Escroquerie en période estivale – Petit guide pour éviter de se faire subtiliser ses données bancaires dans les magasins ou au distributeur

 Ces gestes qui sauvent votre portefeuille
Vous êtes déjà en vacances ou c’est une question de semaines. Alors que votre esprit vagabonde sur des chemins de traverse, il serait dommage de gâcher ce moment par des problèmes d’argent. Des problèmes, comment ça ? En étant tout simplement victime d’une escroquerie pendant la période estivale.
 Selon l’Observatoire de la sécurité des cartes de paiement, organisme dépendant de la Banque de France, qui a rendu son rapport annuel lundi 11 juillet, les fraudes aux cartes bancaires et de fidélité sont en hausse de 7,7 % en 2010 (368,9 millions d’euros). Principale cause : vos données (numéro de carte, date d’expiration, cryptogramme, code secret) sont récupérées à votre insu. Et le malfaiteur s’en sert pour acheter en ligne en votre nom.

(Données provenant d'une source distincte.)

PR #15900, opened 2021-06-07
jumpstart / git-caching

allisonkarlitskaya:
The summary:
 - minor changes to the copyright scanning script to avoid a mess on stderr
 - add a new `git-utils.sh` which contains a common implementation of the logic for maintaining and using a cache of a git repository of a given name relative to `GITHUB_BASE`, with utilities for checking it out to various different places in the cockpit tree
 - use that from `tools/node-modules`
 - use that from `tools/make-bots`
 - ~~use that from `test/common/pixel-tests`~~
 - use that from a new script `tools/jumpstart`
 - use that last one from `test/make_dist.py`
 - only commit `dist/` and `package-lock,json` to `cockpit-dist`

### DIFF
--- a/test/make_dist.py
+++ b/test/make_dist.py
@@ -51,60 +51,19 @@ def build_dist():
 
 
 def download_cache(wait=False):
-    '''Download pre-built webpack for current git SHA from GitHub
-
-    These are produced by .github/workflows/build-dist.yml for every PR and push.
-    This is a lot faster than having to npm install and run webpack.
-
-    Returns True when successful, or False if the download isn't available.
-    This can happen because dist/ already exists, or the current directory is not a git checkout,
-    or it is a SHA which is not pushed/PRed.
-    '''
-    try:
-        sha = subprocess.check_output(["git", "rev-parse", "HEAD"], stderr=subprocess.DEVNULL).decode().strip()
-    except subprocess.CalledProcessError:
-        message("make_dist: not a git repository")
-        return False
-
-    if subprocess.call(["git", "diff", "--quiet", "--", ":^test", ":^packit.yaml", ":^.github"]) > 0:
-        message("make_dist: uncommitted local changes, skipping download")
-        return False
-
-    dist_git_checkout = os.path.join(os.getenv("XDG_CACHE_HOME", os.path.expanduser("~/.cache")), "cockpit-dev", CACHE_REPO + ".git")
-
-    if not os.path.exists(dist_git_checkout):
-        message(f"make_dist: Creating dist cache {dist_git_checkout}")
-        subprocess.check_call(["git", "init", "--bare", "--quiet", dist_git_checkout])
-        subprocess.check_call(["git", "--git-dir", dist_git_checkout, "remote", "add", "origin", "https://github.com/" + CACHE_REPO])
-
-    tag = "sha-" + sha
-
-    retries = 50 if wait else 1  # 25 minutes, once every 30s
-    while retries > 0:
+    tries = 50 if wait else 1  # 25 minutes, once every 30s
+    for retry in range(tries):
         try:
-            subprocess.check_call(["git", "--git-dir", dist_git_checkout, "fetch", "--no-tags", "--depth=1", "origin", "tag", tag])
-            break
-        except subprocess.CalledProcessError:
-            retries -= 1
-
-            if retries == 0:
-                message(f"make_dist: Downloading pre-built dist for SHA {sha} failed")
-                return False
-
-            message(f"make_dist: pre-built dist for {sha} not yet available, waiting...")
+            subprocess.check_call(["tools/webpack-jumpstart"])
+            return True
+        except subprocess.CalledProcessError as e:
+            if e.returncode != 2 or not wait:
+                break
+            message("make_dist: pre-built dist not yet available, waiting...")
             time.sleep(30)
 
-    for unpack_path in ["node_modules", "package-lock.json", "dist", "tools/debian/copyright"]:
-        if os.path.exists(unpack_path):
-            continue
-        message(f"make_dist: Extracting cached {unpack_path}...")
-        p_git = subprocess.Popen(["git", "--git-dir", dist_git_checkout, "archive", tag, unpack_path],
-                                 stdout=subprocess.PIPE)
-        subprocess.check_call(["tar", "-x", "--touch"], stdin=p_git.stdout)
-        result = p_git.wait()
-        assert result == 0
-
-    return True
+    message("make_dist: Downloading pre-built dist failed")
+    return False
 
 
 def make_dist(download_only=False, wait_download=False):
--- a/tools/git-utils.sh
+++ b/tools/git-utils.sh
@@ -1,0 +1,110 @@
+# doesn't do anything on its own.  must be sourced.
+
+# The script which sources this script must set the following variables:
+#   GITHUB_REPO = the relative repo name of the submodule on github
+#   SUBDIR = the location in the working tree where the submodule goes
+# We also expect `set -eu`.
+[ -n "${GITHUB_REPO}" ]
+[ -n "${SUBDIR}" ]
+
+GITHUB_BASE="${GITHUB_BASE:-cockpit-project/cockpit}"
+GITHUB_REPOSITORY="${GITHUB_BASE%/*}/${GITHUB_REPO}"
+HTTPS_REMOTE="https://github.com/${GITHUB_REPOSITORY}"
+
+CACHE_DIR="${XDG_CACHE_HOME-${HOME}/.cache}/cockpit-dev/${GITHUB_REPOSITORY}.git"
+
+if [ "${V-}" = 0 ]; then
+    message() { printf "  %-8s %s\n" "$1" "$2"; }
+    quiet='--quiet'
+else
+    message() { :; }
+    quiet=''
+fi
+
+# runs a git command on the cache dir
+git_cache() {
+    git --git-dir "${CACHE_DIR}" "$@"
+}
+
+# reads the named gitlink from the current state of the index
+# returns (ie: prints) a 40-character commit ID
+get_index_gitlink() {
+    if ! git ls-files -s "$1" | egrep -o '\<[[:xdigit:]]{40}\>'; then
+        echo "*** couldn't read gitlink for file $1 from the index" >&2
+        exit 1
+    fi
+}
+
+init_cache() {
+    if [ ! -d "${CACHE_DIR}" ]; then
+        message INIT "${CACHE_DIR}"
+        mkdir -p "${CACHE_DIR}"
+        git init --bare --template='' ${quiet} "${CACHE_DIR}"
+        git_cache remote add origin "${HTTPS_REMOTE}"
+    fi
+}
+
+# This checks if the given argument "$1" (already) exists in the repository
+# we use git fsck to to avoid problems with incomplete fetches: we want to make
+# sure the complete commit is there
+check_ref() {
+    git_cache fsck --no-dangling --connectivity-only "$1" 2>/dev/null
+}
+
+# Fetch a specific commit ID into the cache
+# Either we have this commit available locally (in which case this function
+# does nothing), or we need to fetch it.  There's no chance that the object
+# changed on the server, because we define it by its checksum.
+fetch_sha_to_cache() {
+    sha="$1"
+
+    init_cache
+    # No "offline mode" here: we either have the commit, or we don't
+    if ! check_ref "${sha}"; then
+        message FETCH "${SUBDIR}  [ref: ${sha}]"
+        git_cache fetch --no-tags ${quiet} origin "${sha}"
+        # tag it to keep it from being GC'd.
+        git_cache tag "sha-${sha}" "${sha}"
+    fi
+}
+
+# General purpose "fetch" function to be used with tags, refs, or nothing at
+# all (to fetch everything).  This checks the server for updates, because all
+# of those things might change at any given time.  Supports an "offline" mode
+# to skip the fetch and use the possibly-stale local version, if we have it.
+fetch_to_cache() {
+    # We're fetching a named ref (or all refs), which means:
+    #  - we should always do the fetch because it might have changed. but
+    #  - we might be able to skip updating in case we already have it
+    init_cache
+    if [ -z "${OFFLINE-}" ]; then
+        message FETCH "${SUBDIR}  ${1+[ref: $*]}"
+        git_cache fetch --prune ${quiet} origin "$@"
+    fi
+}
+
+# Consistency checking: for a given cache commit "$1", check if it contains a
+# file "$2" which is equal to the file "$3" present in the working tree.
+cmp_from_cache() {
+    git_cache cat-file blob "$1:$2" | cmp "$3"
+}
+
+# Like `git clone` except that it uses the original origin url and supports
+# checking out commit IDs as detached heads.  The target directory must either
+# be empty, or not exist.
+clone_from_cache() {
+    message CLONE "${SUBDIR}  [ref: $1]"
+    [ ! -e "${SUBDIR}" ] || rmdir "${SUBDIR}"
+    mkdir "${SUBDIR}"
+    cp -a --reflink=auto "${CACHE_DIR}" "${SUBDIR}/.git"
+    git --git-dir "${SUBDIR}/.git" config --unset core.bare
+    git -c advice.detachedHead=false -C "${SUBDIR}" checkout ${quiet} "$1"
+}
+
+# This copies the files without setting up the git repository.  The copied
+# files are expected to be in a same-named subdirectory inside the cache
+# repository.
+unpack_from_cache() {
+    message "UNPACK" "${SUBDIR}  [ref: $1]"
+    git_cache archive "$1" "${SUBDIR}" | tar -x --touch "${SUBDIR}"
+}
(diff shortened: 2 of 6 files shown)


tools/jumpstart
```diff
@@ -0,0 +1,45 @@
+#!/bin/sh
+
+# Download pre-built webpack for current git SHA from GitHub
```
martinpitt, line 3: I know you like that name, but can we pretty please name it to something descriptive? download-dist, or maybe cached-webpack? (dist seems more appropriate, as that's the directory it uses).

This current split between make_dist.py and this shell script bothers me -- the remaining Python script does not do anything any more that is worth writing in Python. Is there any use case for even having two separate scripts? I'd rather just completely port make_dist to a shell script.

tools/jumpstart
```diff
@@ -0,0 +1,45 @@
...
+tag="sha-$(git rev-parse HEAD)"
+if ! fetch_to_cache tag "${tag}"; then
+    echo "There is no cache entry ${tag}" >&2
+    exit 2
+fi
+
+if ! cmp_from_cache "${tag}" "package-lock.json" "package-lock.json"; then
+    echo "The cached package-lock.json doesn't match our own" >&2
+    exit 1
+fi
```
martinpitt, line 43: This also needs the `$NODE_ENV != development` check.

martinpitt (changes requested):
Thanks! Aside from the naming question (hardest of all!) my biggest worry is about the split. The rest is small local issues which should hopefully be easy to fix.

tools/git-utils.sh
```diff
@@ -0,0 +1,80 @@
+# doesn't do anything on its own.  must be sourced.
+
+GITHUB_BASE="${GITHUB_BASE:-cockpit-project/cockpit}"
+GITHUB_REPOSITORY="${GITHUB_BASE%/*}/${GITHUB_REPO}"
+HTTPS_REMOTE="https://github.com/${GITHUB_REPOSITORY}"
+SSH_REMOTE="https://github.com/${GITHUB_REPOSITORY}"
```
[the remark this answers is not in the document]
allisonkarlitskaya: Thanks!  Removed.

tools/git-utils.sh
```diff
@@ -0,0 +1,80 @@
...
+
+CACHE_DIR="${XDG_CACHE_HOME-${HOME}/.cache}/cockpit-dev/${GITHUB_REPOSITORY}.git"
+
+if [ "${V-}" = 0 ]; then
+    message() { printf "  %-8s %s\n" "$1" "$2"; }
```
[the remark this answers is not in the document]
allisonkarlitskaya: These are the " CC  xyz.c" type messages.  Those are exactly what we want in the `V=0` case.

In the other case, we can `set +x` to get more detailed output.  Each script is handling that differently, admittedly for somewhat historical reasons.

 - node-modules: default to `+x`
 - bots: default to no output at all
 - jumpstart: default to `V=0` output

Maybe I'll make bots `V=0` by default as well, and add `set +x` for the other case....

tools/node-modules
```diff
@@ -1,16 +1,11 @@
...
+CLONE_TARGET='node_modules'
 
-message() {
-    [ "${V-}" != 0 ] || printf "  %-8s %s\n" "$1" "$2"
-}
+set -eu
+cd "$(realpath -m "$0"/../..)"
+. tools/git-utils.sh
 
 get_index_gitlink() {
```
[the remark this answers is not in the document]
allisonkarlitskaya: Thanks.  Removed.

tools/git-utils.sh
```diff
@@ -0,0 +1,80 @@
+# doesn't do anything on its own.  must be sourced.
```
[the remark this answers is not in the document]
allisonkarlitskaya: I did this and renamed `CLONE_TARGET` to `SUBDIR`.  This is the name that the pixel tests were using and I like it better because we're not always cloning (eg: in the dist/ case).

tools/make-bots
```diff
@@ -3,14 +3,16 @@
...
+. tools/git-utils.sh
 
 if [ ! -d bots ]; then
-    git clone --quiet --reference-if-able ${XDG_CACHE_HOME:-$HOME/.cache}/cockpit-project/bots https://github.com/cockpit-project/bots.git
-    if [ -n "$COCKPIT_BOTS_REF" ]; then
-        git -C bots fetch --quiet --depth=1 origin $COCKPIT_BOTS_REF
-        git -C bots checkout --quiet FETCH_HEAD
-    fi
+    fetch_to_cache # it's small, so keep everything cached
+    clone_from_cache "${COCKPIT_BOTS_REF-master}"
```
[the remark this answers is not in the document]
allisonkarlitskaya: https://pubs.opengroup.org/onlinepubs/9699919799/utilities/V3_chap02.html § 2.6.2:

> `${parameter:-[word]}`
>    Use Default Values. If parameter is unset or null, the expansion of word (or an empty string if word is omitted) shall be substituted; otherwise, the value of parameter shall be substituted.

...and just below...

> In the parameter expansions shown previously, use of the `<colon>` in the format shall result in a test for a parameter that is unset or null; omission of the `<colon>` shall result in a test for a parameter that is only unset.

tools/git-utils.sh
```diff
@@ -0,0 +1,80 @@
...
+        exit 1
+    fi
+}
+
+init_cache() {
+    if [ ! -d "${CACHE_DIR}" ]; then
+        message INIT "${CACHE_DIR}"
+        mkdir -p "${CACHE_DIR}"
+        git init --bare --template='' ${quiet} "${CACHE_DIR}"
+        git --git-dir "${CACHE_DIR}" remote add origin "${HTTPS_REMOTE}"
```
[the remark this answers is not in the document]
allisonkarlitskaya: Added a `git_cache` function.  It's a bit less easy to read, imho, but it jives nicely with my "DRY" feelings.

tools/git-utils.sh
```diff
@@ -0,0 +1,80 @@
...
+    if ! check_ref "${sha}"; then
+        init_cache
+        message FETCH "${CLONE_TARGET}  [ref: ${sha}]"
+        git --git-dir "${CACHE_DIR}" fetch --no-tags ${quiet} origin "${sha}"
+        # tag it to keep it from being GC'd.
+        git --git-dir "${CACHE_DIR}" tag "sha-${sha}" "${sha}"
+    fi
+}
+
+fetch_to_cache() {
```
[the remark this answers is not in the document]
allisonkarlitskaya: I added some comments to better explain the difference, but I prefer to keep the split as it is.  It makes sense to me to treat these two cases separately.  Originally, I tried to implement that as one common function, but the two cases are really different.

I want to prevent GC because in the case where we use this function (fetching commit IDs) we currently don't have plans to ever remove items from the upstream cache repository.  If we do want to implement pruning, we should do that separately.

tools/git-utils.sh
```diff
@@ -0,0 +1,80 @@
...
+    #  - we should always do the fetch because it might have changed. but
+    #  - we might be able to skip updating in case we already have it
+    if [ -z "${OFFLINE-}" ]; then
+        init_cache
+        message FETCH "${CLONE_TARGET}  ${1+[ref: $*]}"
+        git --git-dir "${CACHE_DIR}" fetch --prune ${quiet} origin "$@"
+    fi
+}
+
+cmp_from_cache() {
```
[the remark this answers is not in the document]
allisonkarlitskaya: Done.

tools/git-utils.sh
```diff
@@ -0,0 +1,80 @@
...
+    git --git-dir "${CACHE_DIR}" cat-file blob "$1:$2" | cmp "$3"
+}
+
+# Like `git clone` except that it uses the original origin url
+# and supports checking out commit IDs as detached heads
+clone_from_cache() {
+    message CLONE "${CLONE_TARGET}  [ref: $1]"
+    [ ! -e "${CLONE_TARGET}" ] || rmdir "${CLONE_TARGET}"
+    mkdir "${CLONE_TARGET}"
+    cp -a --reflink=auto "${CACHE_DIR}" "${CLONE_TARGET}/.git"
```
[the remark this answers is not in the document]
allisonkarlitskaya: It's really just about the default case of the directory existing, but empty, which is what git does for submodules.

tools/jumpstart
allisonkarlitskaya: I'm trying to capture the essence of "get this worktree quickly up and running and ready for new hacking".  I don't actually care what's happening to make that happen.  I just want the first time I type "make" to be fast.

I actually also consider to fetch the bots and/or call `./autogen.sh` for you (possibly using `"$@"` for extra arguments).

allisonkarlitskaya: Let's chat about this on IRC :)

tools/jumpstart
allisonkarlitskaya: OK.

tools/git-utils.sh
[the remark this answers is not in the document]
martinpitt: Ah, I see; Sorry, I think I fell into the exact same trap in the previous version.

test/common/pixel-tests
```diff
@@ -1,19 +1,14 @@
...
 
-set -eu
+GITHUB_REPO='pixel-test-reference'
+SUBDIR='test/reference'
 
-SUBDIR=test/reference
-REPO=pixel-test-reference
+set -eu
+cd "$(realpath -m "$0"/../../..)"
+. tools/git-utils.sh
```
mvollmer, line 8: The `pixel-tests` tool is also used by external projects, and they only have `test/common`, not `tools`.  So this here will fail, no?

test/common/pixel-tests
```diff
@@ -49,20 +44,4 @@ cmd_push() {
     git add "$SUBDIR"
 }
 
-main() {
```
mvollmer, line 52: `main` is still needed, no?

test/common/pixel-tests
```diff
@@ -1,19 +1,14 @@
...
 
-SUBDIR=test/reference
-REPO=pixel-test-reference
+set -eu
+cd "$(realpath -m "$0"/../../..)"
+. tools/git-utils.sh
 
-GITHUB_BASE="${GITHUB_BASE:-cockpit-project/cockpit}"
-GITHUB_REPOSITORY="${GITHUB_BASE%/*}/${REPO}"
-CLONE_REMOTE="https://github.com/${GITHUB_REPOSITORY}"
```
mvollmer, line 10: `CLONE_REMOTE` is still used below.  It's `HTTPS_REMOTE` now, no?

test/common/pixel-tests
allisonkarlitskaya: I wasn't aware of that.  I'll drop this commit for the time being.

allisonkarlitskaya:
the pixel tests commit was a disaster, so I've dropped it.

tools/git-utils.sh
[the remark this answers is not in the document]
martinpitt: Sure, I wasn't talking about the repo on github, but the local ~/.cache repo. Fetching would/should never actually push any tag to origin, so that tagging here should at most influence the local repo?

martinpitt:
packit fails with

   tools/jumpstart: line 29: NODE_ENV: unbound variable

I'm ack'ing github-changes here, mostly want to see it being removed by the next force-push again :grin:

allisonkarlitskaya:
> I'm ack'ing github-changes here, mostly want to see it being removed by the next force-push again grin

Uh.  Oops?

martinpitt (dismissed):
The fine-grained stuff is fine now, thanks for the fixes! Now we just need to talk about the outstanding issue above (not having two scripts which do almost the same thing, and defining its purpose). "script that does something" is not good enough, sorry :grin:

allisonkarlitskaya:
So there are two separate scripts here, that actually don't have a lot to do with each other, in my opinion.

One script takes a fresh repository and pre-seeds it with some nice stuff to get you up and running as fast as possible.  It's very logically called "jumpstart", because that's what it does.

The other script builds a tarball from a repository, using the best means available (possibly including #1, but not always) and tells you the path to the tarball.  It's very logically called "make dist", because that's what it does.

Let's chat tomorrow :)

martinpitt:
How about tools/webpack-jumpstart? That aligns with tools/webpack-{make,watch} and at least says *what* it jumpstarts. Maybe that's the sort of good compromise that makes us about equally (but hopefully not too much) grumpy :grin:

allisonkarlitskaya:
I'm fine with the name, if it needs to be that way (although it pushes against my plans to also add a bots checkout).

The only real issue remaining here is what to do with `make_dist.py`.  You mentioned that packit is using that (and some quick grepping also turns up `livetest.yml` and `make-debs`/`make-srpm`), so I'm afraid we can't just merge it into `image-prepare`. I'm happy to port it to shell if you think that's nicer, and maybe move it to `tools/`.  I'm also happy to move `--wait` to the jumpstart script...

Thoughts?

allisonkarlitskaya:
As discussed, the latest changes:
 - script is now called `webpack-jumpstart`
 - drop the publish workflow changes.  will proposed those in a separate PR along with a change to use the newly-added `pkg/build` (and no container) to drive the "build" side.

martinpitt:
Adding blocked, as @allisonkarlitskaya told me on IRC to hold off on this. Also, this needs integration test runs.

tools/git-utils.sh
```diff
@@ -0,0 +1,108 @@
...
+fetch_sha_to_cache() {
+    sha="$1"
+
+    # No "offline mode" here: we either have the commit, or we don't
+    if ! check_ref "${sha}"; then
+        init_cache
+        message FETCH "${SUBDIR}  [ref: ${sha}]"
+        git_cache fetch --no-tags ${quiet} origin "${sha}"
+        # tag it to keep it from being GC'd.
+        git_cache tag "sha-${sha}" "${sha}"
```
martinpitt, line 65: Leftover from  previous conversation: It's not clear to me at all why we need this tag. If git wants to gc the local cache repo from time to time, that's actually desirable -- I see no point in actively preventing that. In fact, we should probably do something about not growing the local caches indefinitely.

Naturally on the github.com repo we want (and have) tags, and do garbage collection in a more controlled fashion. But AFAICS these local tags never get pushed to origin, they already exist there at this point?

test/make_dist.py
```diff
@@ -51,60 +51,19 @@ def build_dist():
...
-            break
-        except subprocess.CalledProcessError:
-            retries -= 1
-
-            if retries == 0:
-                message(f"make_dist: Downloading pre-built dist for SHA {sha} failed")
-                return False
-
-            message(f"make_dist: pre-built dist for {sha} not yet available, waiting...")
+            subprocess.check_call(["tools/webpack-jumpstart"])
```
martinpitt, line 57: Possible gotcha: image-prepare imports this as Python module, so I'm not sure if we can/should assume that cwd==project root here. could this compute the path relative to `__file__`?

tools/webpack-jumpstart
```diff
@@ -0,0 +1,50 @@
+#!/bin/sh
+
+# Download pre-built webpack for current git SHA from GitHub
```
martinpitt, line 3: I think this should say dist/. As you noticed today, there's dist/guide which isn't a webpack, and the corresponding workflow is also called build-dist, not build-webpack. I wouldn't mind to rename the script accordingly as well (dist-jumpstart, or download-dist), but I feel for this PR I've already used up my quota of name bikeshedding; I can certainly live with the current one :grin:

martinpitt (commented):
Thanks! Found a few more little issues, but nothing important -- ok for me to land as-is once you are happy. I'll trigger a few tests over night to get some results.

martinpitt:
The other test failures are known flakes, but [this one looks relevant](https://logs.cockpit-project.org/logs/pull-15900-20210609-221634-ed183349-ubuntu-2004/log.html):
```
fatal: Not a valid object name 380ae06319b3e0ebeba0b46e8117e137e3f66315:.package.json
cmp: EOF on - which is empty

*** node_modules 380ae06319b3e0ebeba0b46e8117e137e3f66315 doesn't match our package.json
*** refusing to automatically check out node_modules
```

allisonkarlitskaya:
> The other test failures are known flakes, but [this one looks relevant](https://logs.cockpit-project.org/logs/pull-15900-20210609-221634-ed183349-ubuntu-2004/log.html):

I have absolutely no idea why that would be the case, particularly considering the build, running in the exact same tasks container, is working for all of the other images.

Maybe some weird race?  Ugh.

test/make_dist.py
allisonkarlitskaya: I don't think that makes sense: in other places we do, for example
```
            subprocess.check_call('./autogen.sh')
```

tools/git-utils.sh
allisonkarlitskaya: I want to add an explicit prune mechanism at a later date.  I'm too worried about git dropping commits between commands, or if a separate parallel command is running for another workdir and it accidentally triggers a GC, for example...

allisonkarlitskaya:
> The other test failures are known flakes, but [this one looks relevant](https://logs.cockpit-

Pretty sure I figured it out, and it was cool: an interrupted (or concurrently running) `git fetch` can leave us in a state where we have the commit object present in the repository, but not the tree and file objects that it points to.

Performing a simple lookup with `rev-parse`, as we do to avoid fetching, would return "true" in that case, but we wouldn't actually be able to access the files.

I moved the check over to a full connectivity-checking fsck call instead.  That should catch this issue.  In that case we'll redo the fetch.

martinpitt (approved):
Thanks! Green, and the misleading comment above is not that important. I'm sure that we'll touch this stuff more :grin:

En 2005, ce type de malversation représentait le quart de la fraude en France. Aujourd’hui, c’est 60 % ! Le Monde a interrogé la Banque de France, l’office  » cyber  » de la Direction centrale de la police judiciaire et la Préfecture de police de Paris – Brigades de répression de la délinquance astucieuse (BRDA) et Brigade des fraudes aux moyens de paiement (BFMP). Alors que la vigilance décroît souvent proportionnellement à l’augmentation de la température extérieure, conseils pour passer l’été tranquille.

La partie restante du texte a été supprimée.